> _Provided data_:
◆ ◆ ◆ ◆

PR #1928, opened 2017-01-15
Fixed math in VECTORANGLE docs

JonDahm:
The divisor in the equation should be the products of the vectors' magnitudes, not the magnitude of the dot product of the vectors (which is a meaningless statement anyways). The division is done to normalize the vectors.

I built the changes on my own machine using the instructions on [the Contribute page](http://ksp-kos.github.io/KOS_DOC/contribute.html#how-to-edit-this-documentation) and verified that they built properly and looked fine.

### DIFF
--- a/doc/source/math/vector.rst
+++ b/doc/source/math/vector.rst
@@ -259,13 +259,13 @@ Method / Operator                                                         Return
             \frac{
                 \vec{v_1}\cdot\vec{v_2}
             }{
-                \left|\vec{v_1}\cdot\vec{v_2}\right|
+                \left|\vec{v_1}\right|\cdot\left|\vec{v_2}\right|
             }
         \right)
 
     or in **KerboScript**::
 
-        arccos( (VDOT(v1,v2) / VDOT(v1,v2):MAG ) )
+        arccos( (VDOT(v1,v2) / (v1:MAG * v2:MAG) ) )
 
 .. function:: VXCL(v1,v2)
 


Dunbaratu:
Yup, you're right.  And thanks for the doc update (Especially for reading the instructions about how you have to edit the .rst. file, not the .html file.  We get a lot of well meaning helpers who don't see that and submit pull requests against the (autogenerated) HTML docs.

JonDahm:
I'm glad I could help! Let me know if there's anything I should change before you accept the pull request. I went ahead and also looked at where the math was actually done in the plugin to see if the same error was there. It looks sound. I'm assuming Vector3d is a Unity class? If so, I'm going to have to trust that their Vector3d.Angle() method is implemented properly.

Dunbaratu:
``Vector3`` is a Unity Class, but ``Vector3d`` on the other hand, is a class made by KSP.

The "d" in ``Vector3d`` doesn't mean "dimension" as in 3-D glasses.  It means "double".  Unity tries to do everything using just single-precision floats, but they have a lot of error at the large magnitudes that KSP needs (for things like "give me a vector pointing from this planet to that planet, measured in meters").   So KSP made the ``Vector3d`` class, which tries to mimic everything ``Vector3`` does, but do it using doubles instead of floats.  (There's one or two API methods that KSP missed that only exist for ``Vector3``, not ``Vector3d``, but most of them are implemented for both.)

◆ ◆ ◆ ◆

> _Instructions to follow_: Taking the listing above, write all of it out exactly.

> _Problem solution_:
PR #1928, opened 2017-01-15
Fixed math in VECTORANGLE docs

JonDahm:
The divisor in the equation should be the products of the vectors' magnitudes, not the magnitude of the dot product of the vectors (which is a meaningless statement anyways). The division is done to normalize the vectors.

I built the changes on my own machine using the instructions on [the Contribute page](http://ksp-kos.github.io/KOS_DOC/contribute.html#how-to-edit-this-documentation) and verified that they built properly and looked fine.

### DIFF
--- a/doc/source/math/vector.rst
+++ b/doc/source/math/vector.rst
@@ -259,13 +259,13 @@ Method / Operator                                                         Return
             \frac{
                 \vec{v_1}\cdot\vec{v_2}
             }{
-                \left|\vec{v_1}\cdot\vec{v_2}\right|
+                \left|\vec{v_1}\right|\cdot\left|\vec{v_2}\right|
             }
         \right)
 
     or in **KerboScript**::
 
-        arccos( (VDOT(v1,v2) / VDOT(v1,v2):MAG ) )
+        arccos( (VDOT(v1,v2) / (v1:MAG * v2:MAG) ) )
 
 .. function:: VXCL(v1,v2)
 


Dunbaratu:
Yup, you're right.  And thanks for the doc update (Especially for reading the instructions about how you have to edit the .rst. file, not the .html file.  We get a lot of well meaning helpers who don't see that and submit pull requests against the (autogenerated) HTML docs.

JonDahm:
I'm glad I could help! Let me know if there's anything I should change before you accept the pull request. I went ahead and also looked at where the math was actually done in the plugin to see if the same error was there. It looks sound. I'm assuming Vector3d is a Unity class? If so, I'm going to have to trust that their Vector3d.Angle() method is implemented properly.

Dunbaratu:
``Vector3`` is a Unity Class, but ``Vector3d`` on the other hand, is a class made by KSP.

The "d" in ``Vector3d`` doesn't mean "dimension" as in 3-D glasses.  It means "double".  Unity tries to do everything using just single-precision floats, but they have a lot of error at the large magnitudes that KSP needs (for things like "give me a vector pointing from this planet to that planet, measured in meters").   So KSP made the ``Vector3d`` class, which tries to mimic everything ``Vector3`` does, but do it using doubles instead of floats.  (There's one or two API methods that KSP missed that only exist for ``Vector3``, not ``Vector3d``, but most of them are implemented for both.)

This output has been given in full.